PR #290, opened 2021-03-07
Streaming Encoder for APNG

Rimpampa:
I already introduced this on [my last PR](https://github.com/image-rs/image-png/pull/284). I've added some comments on the code to explain what I did.

For some reasons I thought that my implementation of the `ChunkWriter` differed a lot from the current one, but in reality they both hold at most one full chunk, and in fact the old one didn't even check if the buffer size was greater than the maximum size of a chunk (even if it wouldn't matter that much as extremely rare cases need to bufferize 2GiB).

The way it works right now is that you write data and it automatically separates each frame, and all the parameters (selected with the `set_*` methods) of the animation are kept until the current frame is being written and applied on the following ones.

### DIFF
--- a/src/encoder.rs
+++ b/src/encoder.rs
@@ -1332,8 +1332,10 @@ impl<'a, W: Write> Write for StreamWriter<'a, W> {
             return Ok(0);
         }
 
-        if matches!(self.writer, Wrapper::Chunk(_)) {
-            self.new_frame()?
+        match self.writer {
+            Wrapper::Chunk(_) => self.new_frame()?,
+            Wrapper::Zlib(_) => {}
+            Wrapper::None => unreachable!(),
         }
 
         if self.to_write == 0 {
--- a/src/encoder.rs
+++ b/src/encoder.rs
@@ -1312,15 +1312,15 @@ impl<'a, W: Write> StreamWriter<'a, W> {
             _ => unreachable!(),
         };
         wrt.flush()?;
-        wrt.writer.written += 1;
         if let Some(fctl) = self.fctl {
             wrt.set_fctl(fctl);
         }
-        wrt.write_header()?;
         let (scansize, size) = wrt.next_frame_info();
-        self.end = wrt.writer.written == wrt.writer.max_frames();
         self.line_len = scansize;
         self.to_write = size;
+        wrt.writer.written += 1;
+        wrt.write_header()?;
+        self.end = wrt.writer.written + 1 == wrt.writer.max_frames();
         self.writer = Wrapper::Zlib(ZlibEncoder::new(wrt, self.compression.to_options()));
         Ok(())
     }
@@ -1332,18 +1332,15 @@ impl<'a, W: Write> Write for StreamWriter<'a, W> {
             return Ok(0);
         }
 
-        match self.writer {
-            Wrapper::Chunk(_) => self.new_frame()?,
-            Wrapper::Zlib(_) => {}
-            Wrapper::None => unreachable!(),
-        }
-
-        if self.end {
-            let err = FormatErrorKind::EndReached.into();
-            return Err(EncodingError::Format(err).into());
+        if matches!(self.writer, Wrapper::Chunk(_)) {
+            self.new_frame()?
         }
 
         if self.to_write == 0 {
+            if self.end {
+                let err = FormatErrorKind::EndReached.into();
+                return Err(EncodingError::Format(err).into());
+            }
             self.writer = match self.writer.take() {
                 Wrapper::Zlib(wrt) => Wrapper::Chunk(wrt.finish()?),
                 _ => unreachable!("invalid writer state"),
--- a/src/encoder.rs
+++ b/src/encoder.rs
@@ -492,6 +492,7 @@ impl<W: Write> Writer<W> {
     /// Writes the image data.
     pub fn write_image_data(&mut self, data: &[u8]) -> Result<()> {
         const MAX_IDAT_CHUNK_LEN: u32 = std::u32::MAX >> 1;
+        #[allow(non_upper_case_globals)]
         const MAX_fdAT_CHUNK_LEN: u32 = (std::u32::MAX >> 1) - 4;
 
         if self.info.color_type == ColorType::Indexed && !self.info.has_palette {
@@ -828,8 +829,6 @@ impl<'a, W: Write> DerefMut for ChunkOutput<'a, W> {
     }
 }
 
-/// < INTERNAL DOCUMENTATION >
-///
 /// This writer is used between the actual writer and the
 /// ZlibEncoder and has the job of packaging the compressed
 /// data into a PNG chunk, based on the image metadata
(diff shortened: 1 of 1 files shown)


src/encoder.rs
```diff
@@ -807,140 +808,580 @@ impl<W: Write> Drop for Writer<W> {
...
-impl<W: Write> Write for ChunkWriter<'_, W> {
-    fn write(&mut self, mut buf: &[u8]) -> io::Result<usize> {
-        let written = buf.read(&mut self.buffer[self.index..])?;
-        self.index += written;
+    /// NOTE: this bypasses the internal buffer so the flush method should be called before this
+    ///       in the case there is some data left in the buffer when this is called, it will panic
+    fn write_header(&mut self) -> Result<()> {
+        if self.index != 0 {
+            // return Err(todo!())
+            panic!("Called when not flushed") // TODO: add error code
```
HeroicKatora, line 912: TODO?

src/encoder.rs
```diff
@@ -807,140 +808,580 @@ impl<W: Write> Drop for Writer<W> {
...
+                self.curr_chunk = chunk::IDAT;
+            } else {
+                self.curr_chunk = chunk::fdAT;
+            }
+            if let Some(ref mut fctl) = wrt.info.frame_control {
+                fctl.encode(&mut wrt.w)?;
+                fctl.sequence_number += 1;
+            } else {
+                unreachable!()
+            }
```
HeroicKatora, line 929: This would be clarer by matching on `wrt.info.frame_control`.
```suggestion
        match wrt.info.frame_control {
            _ if wrt.sep_def_mg => self.curr_chunk = chunk::IDAT,
            None => self.curr_chunk = chunk::IDAT,
            Some(ref mut fctl) => {
                // …
            }
        }
```

src/encoder.rs
```diff
@@ -807,140 +808,580 @@ impl<W: Write> Drop for Writer<W> {
...
+    fn set_fctl(&mut self, f: FrameControl) {
+        if let Some(ref mut fctl) = self.writer.info.frame_control {
+            // ingnore the sequence number
+            *fctl = FrameControl {
+                sequence_number: fctl.sequence_number,
+                ..f
+            };
+        } else {
+            panic!("This function must be called on an animated PNG")
+        }
```
HeroicKatora, line 947: Rather odd when compared to the other setters that return an error?

src/encoder.rs
```diff
@@ -807,140 +808,580 @@ impl<W: Write> Drop for Writer<W> {
...
+    fn write(&mut self, mut data: &[u8]) -> io::Result<usize> {
+        if data.is_empty() {
+            return Ok(0);
+        }
+
+        // index == 0 means a chunk as been flushed out
+        if self.index == 0 {
+            let wrt = self.writer.deref_mut();
+            // ??? maybe use self.curr_chunk == chunk::fdAT ???
+            if !wrt.sep_def_img && wrt.info.frame_control.is_some() && wrt.written > 0 {
```
HeroicKatora, line 975: Or add a field `header_written: bool`?

src/encoder.rs
```diff
@@ -807,140 +808,580 @@ impl<W: Write> Drop for Writer<W> {
...
         Ok(())
     }
+
+    /// Flushes the buffered chunk, checks if it was the last frame,
+    /// writes the next frame header and gets the next frame scanline size
+    /// and image size.
+    fn new_frame(&mut self) -> Result<()> {
+        let mut wrt = match self.writer.take() {
+            Wrapper::Chunk(wrt) => wrt,
+            _ => unreachable!(),
```
HeroicKatora, line 1312: Can you add a short explanation of why this can't be reached? It would appear to me that an error in `Writer::write` for example leaves it in the state `Wrapper::None` but the instance still exists.

src/encoder.rs
```diff
@@ -807,140 +808,580 @@ impl<W: Write> Drop for Writer<W> {
...
+
+        if self.to_write == 0 {
+            if self.end {
+                let err = FormatErrorKind::EndReached.into();
+                return Err(EncodingError::Format(err).into());
+            }
+            self.writer = match self.writer.take() {
+                Wrapper::Zlib(wrt) => Wrapper::Chunk(wrt.finish()?),
+                _ => unreachable!("invalid writer state"),
+            };
```
HeroicKatora, line 1349: So if this errors in `wrt.finish()?`, doesn't it leave `self.writer` in the state `Wrapper::None`. Then I call `write` again and we enter the `unreachable` above.

HeroicKatora (changes requested):

src/encoder.rs
Rimpampa: it was more like a question if an error code should be added, as this code is only called internally and it can fail only if the implementation is wrong

src/encoder.rs
Rimpampa: This is like the other TODO, it's code called only inside the `StreamWriter` so it can fail only if we call it in the wrong situation

src/encoder.rs
Rimpampa: If you think that's better/nicer I will do it

src/encoder.rs
Rimpampa: Yes this should not `take()` but borrow instead, it should `take()` only right before constructing the `ZlibEncoder`

src/encoder.rs
Rimpampa: Yes you are totally right, I overlooked this line, but it seems to me that if this happens there is nothing to do, we wouldn't be able to continue because the `ChunkWriter` would get lost. Maybe I should add a variant to the `Wrapper` enum like `Unrecoverable` that would return an `EncodingError` every time `write` is called after that error. Maybe `None` can be used for that but it might be better to enforce the fact that `None` is used only as a temporary state

src/encoder.rs
HeroicKatora: If the implementation requires this internally then you can use `assert_eq!(self.index, 0)`.

src/encoder.rs
HeroicKatora: I see, then panicking is fine.

src/encoder.rs
```diff
@@ -90,6 +91,7 @@ impl fmt::Display for FormatError {
             EndReached => write!(fmt, "all the frames have been already written"),
             MissingFrames => write!(fmt, "there are still frames to be written"),
             MissingData(n) => write!(fmt, "there are still {} bytes to be written", n),
+            Unrecoverable => write!(fmt, "the writer is in an unrecoverable state"),
```
fintelia, line 94: Isn't the error more that the writer was _used_ after a previous operation put the writer into an unrecoverable state?

HeroicKatora: So something along the lines of:
> a previous error put the writer into an unrecoverable state

src/encoder.rs
Rimpampa: Now that I read this again, I don't understand how it would be implemented that flag, as the `if` over there is not checking if the header is written or not but rather it's checking if the chunk whose header has already been written is an fdAT in order to add the sequence number.

HeroicKatora (approved):
It's good enough for now, want to get ready with the next major release as well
────────────────────
▶ _Work to complete_: Please reproduce, exactly as written, the lines of the records from the first line through the one containing "For some reasons".

▶ _Answer to this problem_:
PR #290, opened 2021-03-07
Streaming Encoder for APNG

Rimpampa:
I already introduced this on [my last PR](https://github.com/image-rs/image-png/pull/284). I've added some comments on the code to explain what I did.

For some reasons I thought that my implementation of the `ChunkWriter` differed a lot from the current one, but in reality they both hold at most one full chunk, and in fact the old one didn't even check if the buffer size was greater than the maximum size of a chunk (even if it wouldn't matter that much as extremely rare cases need to bufferize 2GiB).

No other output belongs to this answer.